L'utilisation des services de santé par les Montréalais de 40 ans et plus souffrant d'une maladie pulmonaire obstructive chronique en 2003-2004 : rapport
L'objectif principal de ce rapport est de permettre aux décideurs montréalais des milieux clinique et administratif de la santé de mieux connaître l'utilisation des services ambulatoires et institutionnels par les personnes de leur territoire souffrant d'une maladie pulmonaire obstructive chronique (MPOC). Le rapport sur la MPOC s'inscrit dans le cadre du Projet «nbsp;Monitorage interprétatifnbsp;» mené par l'Équipe Santé des populations et services de santé (ESPSS) qui est une équipe conjointe de la Direction de santé publique de l'Agence de la santé et des services sociaux de Montréal et de l'Institut national de santé publique du Québec. Il fait partie d'une série de rapports produits par l'équipe sur l'utilisation des services par les Montréalais atteints de maladies chroniques. Au moment de la rédaction de ce document, les données les plus récentes pouvant être analysées étaient celles de 2003-2004. Toutefois, les analyses du projet de monitorage porteront sur les années 2002-2003 à 2009-2010, le but étant de suivre globalement les effets des transformations des services de santé de première ligne au cours de cette période. Il est aussi à noter que les services reçus dans le cadre du Réseau de services intégré destinés aux personnes atteintes d'une MPOC ne sont pas analysés dans ce rapport. Ils feront l'objet d'une publication spécifique au cours de la prochaine année.
Prévalence
- En 2003-2004, la prévalence des MPOC chez les utilisateurs de services de 40 ans et plus est de 3,0 % à Montréal, ce qui correspond à 26 870 personnes.
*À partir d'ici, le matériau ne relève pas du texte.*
PR #3419, opened 2023-04-20
[BUGFIX] hotspot error if questions use same choice IDs [MER-1905]

andersweinstein:
Image hotspot generated an ID for the image’s associated map element based on the id of the first choice in the question. However choice IDs do not have to be globally unique. Ran into a case in an ingested course of multiple questions using same image/hotspots, apparently copied and pasted, leading to bad behavior on delivery (mousing over any of the images always highlighted the first one.) This changes to use a guid.

### DIFF
--- a/assets/src/components/activities/image_hotspot/ImageHotspotDelivery.tsx
+++ b/assets/src/components/activities/image_hotspot/ImageHotspotDelivery.tsx
@@ -26,6 +26,7 @@ import { castPartId } from '../common/utils';
 import * as ActivityTypes from '../types';
 import { Hotspot, ImageHotspotModelSchema, getShape } from './schema';
 import { HS_COLOR, drawHotspotShape } from './utils';
+import guid from 'utils/guid';
 
 const ImageHotspotComponent: React.FC = () => {
   const {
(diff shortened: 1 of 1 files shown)


assets/src/components/activities/image_hotspot/ImageHotspotDelivery.tsx
```diff
@@ -110,7 +111,7 @@ const ImageHotspotComponent: React.FC = () => {
     }
   };
 
-  const mapName = 'map' + model.choices[0].id;
+  const mapName = 'map' + guid();
```
darrensiegel, line 114: With this approach, the `mapName` changes on every render.  That might pose a problem. Instead, you should capture the result of `guid()` in state or via `useRef`

darrensiegel (changes requested):

assets/src/components/activities/image_hotspot/ImageHotspotDelivery.tsx
andersweinstein: That's why I avoided generating a guid the first time around! Not clear to me this causes any problem, though.

andersweinstein: Fixed

PR #3421, opened 2023-04-21
[MER-1864] support audience targeted structured content and groups

eliknebel:
Adds support for audience attribute on groups. Filters out any activities during bulk attempt creation and filters the content during rendering so that only the intended audience will generate data and see content that is label by a corresponding audience.

I also noticed the font awesome js was unnecessary, and it results in the icon being swapped out for the svg version. It seems to be much cleaner to do without this and simply rely on the icon font set by the css imports.


darrensiegel (changes requested):
If I place a survey with an activity in it in an Instructor only group, then view it as a student I see: 

`key :lifecycle_state not found in: nil. If you are using the dot syntax, such as map.field, make sure the left-hand side of the dot is a map`

```
[lib/oli_web/controllers/page_delivery_controller.ex](https://localhost/sections/example_course_section/page/new_page)
    submitted_surveys =
      PageContent.survey_activities(context.page.content)
      |> Enum.reduce(%{}, fn {survey_id, activity_ids}, acc ->
        survey_state =
          Enum.all?(activity_ids, fn id ->
            context.activities[id].lifecycle_state === :submitted ||
              context.activities[id].lifecycle_state === :evaluated
          end)
        Map.put(acc, survey_id, survey_state)
      end)
```

lib/oli/delivery/activity_provider.ex
```diff
@@ -241,22 +254,30 @@ defmodule Oli.Delivery.ActivityProvider do
...
+  defp do_fulfill(
+         fulfillment_state,
+         %{"type" => type} = model_component,
+         group_id,
+         survey_id,
+         user,
+         section_slug
+       ) do
+    if PageContent.is_resource_group?(model_component) &&
+         Audience.is_intended_audience?(model_component["audience"], user, section_slug, false) do
```
darrensiegel, line 266: So I think this is likely the wrong place to do this filtering, as evidenced by the bug that appears when one places a survey with an activity in an instructor only group.

I think we must add an upfront, earlier step that prunes out the page content to remove audience groups that do not match.  Then, that "transformed" page content must be the content that is stored in the `resource_attempt` record in the `:content` field.  The principal reason for this `:content` value is that it stores the transformed page content after activity realization has occurred - where activity bank selections are turned into actual activity-references.  The results of audience filtering must be captured in this field.

darrensiegel (changes requested):

darrensiegel:
The latest round of changes updates the approach taken here to:
1. Perform an "upfront" filtering of the content of the page, in a way that preserves that filtered content in the resource_attempt's `content` attribute.  This was necessary to properly support activities and surveys within "instructor" only groups. 
2. Refine the audience filtering during rendering to only handle the case of showing or hiding feedback groups. This is now done in a way that requires no database calls per each content element.

darrensiegel (approved):

PR #3423, opened 2023-04-21
[FEATURE][MER-1702] Add "Up Next" view to student dashboard

augusto1024:
[Link to the story](https://eliterate.atlassian.net/browse/MER-1702)

### DIFF
--- a/lib/oli/delivery/metrics.ex
+++ b/lib/oli/delivery/metrics.ex
@@ -7,6 +7,9 @@ defmodule Oli.Delivery.Metrics do
   alias Oli.Delivery.Sections.SectionResource
   alias Oli.Delivery.Attempts.Core.{ResourceAccess, ActivityAttempt}
   alias Oli.Delivery.Attempts.Core
+  alias Oli.Delivery.Sections.{Enrollment, EnrollmentContextRole}
+  alias Oli.Accounts.User
+  alias Lti_1p3.Tool.ContextRoles
 
   @doc """
   Calculate the progress for a specific student (or a list of students),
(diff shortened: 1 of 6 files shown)


lib/oli/delivery/sections.ex
```diff
@@ -2272,58 +2272,128 @@ defmodule Oli.Delivery.Sections do
...
+    })
+    |> order_by([{:asc_nulls_last, fragment("end_date")}])
+  end
+
+  @doc """
+    Returns the activities that a student need to complete next.
+  """
+  def get_next_activities_for_student(section_slug, user_id) do
+    get_student_pages(section_slug, user_id)
+    |> Repo.all()
```
darrensiegel, line 2341: I think that it would make sense to move this step into the query that is executed in `get_student_pages`.  I think that it would involve adding a where clause comparing the end date against the current date and time, ordering by the date/time and then adding a `limit` of 2.   That will avoid this query (which has to run on every view of the course portal) from fetching all pages.

darrensiegel (changes requested):
See inline

lib/oli/delivery/metrics.ex
```diff
@@ -7,6 +7,9 @@ defmodule Oli.Delivery.Metrics do
   alias Oli.Delivery.Sections.SectionResource
   alias Oli.Delivery.Attempts.Core.{ResourceAccess, ActivityAttempt}
   alias Oli.Delivery.Attempts.Core
+  alias Oli.Delivery.Sections.{Enrollment, EnrollmentContextRole}
```
simonchoxx, line 10: Maybe we could add within the `Oli.Delivery.Sections.{Enrollment, EnrollmentContextRole}` aliases also the calls to the `SectionResource` and `ContainedPage` aliases found a few lines above, WDYT?

simonchoxx (commented):
Nice work mate!! 🚀🚀

PR #3481, opened 2023-05-04
MER-1930

dtiwarATS:
Looks like the new CSS that got applied across the Torus impacted the delivery parts rendering as well. 

In this case, the following CSS was affecting the rendering of the img in MCQ item.

```
 .content img {
    margin-bottom: 1.5em;
}
```

I have made the change so that 'auto' gets set to margin-bottom property. Again, this can be overridden from an external CSS file so it should not cause any issues.


rmathis (changes requested):
This doesn't seem optimal to solve the issue, as the classes you are affecting are defined elsewhere, so if they change there is no way for the person changing them to know it needs to change in other files.

One option would be to add it to the element via JS within the loop itself (like style.display is being added to the img parent), or to define this in the css file near where the classes are styled in the first place.

dtiwarATS:
Closing this PR as we can handle it from the external CSS file that contains the override styling for lesson. I will be making changes in inspark_Assets repository.

PR #3490, opened 2023-05-04
[BUG FIX] Enrolled users table model over constrains payment status pattern

darrensiegel:
** (CaseClauseError) no case clause matching: :instructor
Backtrace: lib/oli_web/live/users/user_enrolled_table_model.ex:105 in OliWeb.Users.UserEnrolledTableModel.render_payment_status/3

See the above in AppSignal.  Root case is that payment status is being reported as `:instructor` for users that are instructors in a paid section.  Added a catch all clause to make this future proof.


simonchoxx (approved):
LGTM!!

andersweinstein (approved):

PR #3514, opened 2023-05-11
HOTFIX - MER-1916 | MER-1940 

dtiwarATS:


assets/src/components/activities/adaptive/AdaptiveDelivery.tsx
```diff
@@ -193,6 +193,7 @@ const Adaptive = (props: DeliveryElementProps<AdaptiveModelSchema>) => {
             },
             env,
           });
+          partInitResponseMap.clear();
```
dtiwarATS, line 196: Every part call `props.onInit()` and send its default values. We save all the responses in `partInitResponseMap` and once every part calls its `props.onReady()`, we combine all the responses from each part and do a single save in database.

Once we save these part responses, we should have cleared the `partInitResponseMap` array.

Since, I didn't clear the `partInitResponseMap`, when we navigate to the nested sub-screens, default value of parent screen part was getting saved again even though they were not re-rendering and this happend because  they were present in `partInitResponseMap` array.

assets/src/apps/authoring/components/RightMenu/RightMenu.tsx
```diff
@@ -416,6 +416,7 @@ const RightMenu: React.FC<any> = () => {
               uiSchema={bankUiSchema}
               value={questionBankData}
               onChangeHandler={bankPropertyChangeHandler}
+              triggerOnChange={true}
```
dtiwarATS, line 419: MER-1916

rmathis (approved):
LGTM

Charles-Jones-Unicon (approved):

PR #3533, opened 2023-05-16
[MER-1988] add ability to reset practice page attempt

eliknebel:
Adds the ability to reset all activities on an ungraded page by finalizing the resource attempt and creating a new one on subsequent access, similar to how graded pages work except no scores are recorded.

Screenshot 2023-05-16 at 3 00 39 PM

### DIFF
--- a/lib/oli/delivery/attempts/page_lifecycle/ungraded.ex
+++ b/lib/oli/delivery/attempts/page_lifecycle/ungraded.ex
@@ -14,8 +14,7 @@ defmodule Oli.Delivery.Attempts.PageLifecycle.Ungraded do
     Hierarchy
   }
 
-  alias Oli.Delivery.Attempts.Core.{ResourceAttempt, ResourceAccess}
-  alias Oli.Delivery.Attempts.ActivityLifecycle.{Evaluate, Persistence}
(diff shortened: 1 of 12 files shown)


lib/oli/delivery/attempts/page_lifecycle/ungraded.ex
```diff
@@ -49,8 +55,50 @@ defmodule Oli.Delivery.Attempts.PageLifecycle.Ungraded do
...
 
   @impl Lifecycle
-  def finalize(%FinalizationContext{} = _context) do
-    {:error, {:unsupported}}
+  def finalize(%FinalizationContext{
+        resource_attempt: %ResourceAttempt{lifecycle_state: :active} = resource_attempt,
+        datashop_session_id: datashop_session_id
+      }) do
+    # Collect all of the part attempt guids for all of the activities that get finalized
+    with {:ok, part_attempt_guids} <-
```
darrensiegel, line 63: This finalization can be much simpler: all that it needs to do is mark the attempt as `:evaluated`.  It should not evaluate existing active activities.  That will end up polluting analytics.

darrensiegel (changes requested):

darrensiegel (approved):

- Ce taux est présenté par territoire de CSSS à la figure 2 de la page 10. On note qu'il varie de 1,7 % pour le territoire du CSSS de la Montagne à 4,5 % pour celui du CSSS du Sud-Ouest - Verdun.
- 68,4 % des personnes de 40 ans et plus souffrant d'une MPOC sont âgées de 65 ans et plus.
Nous avons choisi de ne pas standardiser les taux pour l'âge et le sexe parce que notre objectif est de décrire le nombre réel des personnes avec une MPOC et les services qu'elles utilisent selon le territoire de résidence.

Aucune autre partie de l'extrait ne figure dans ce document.